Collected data
BEGIN

Issue #1054, opened 2026-06-25
AgentOS file service for cases and namespaces


vincent-audibert-whoz:
## Context

Coday supports file exchange between users and agents via a case-scoped folder (exchange area). AgentOS needs a proper file service layer to support:
- File uploads into a case (user drops a file, it becomes available to agents)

END

## To do
Set every entry down once more, exactly as written above.

## Solution to this task
Issue #1054, opened 2026-06-25
AgentOS file service for cases and namespaces


vincent-audibert-whoz:
## Context

Coday supports file exchange between users and agents via a case-scoped folder (exchange area). AgentOS needs a proper file service layer to support:
- File uploads into a case (user drops a file, it becomes available to agents)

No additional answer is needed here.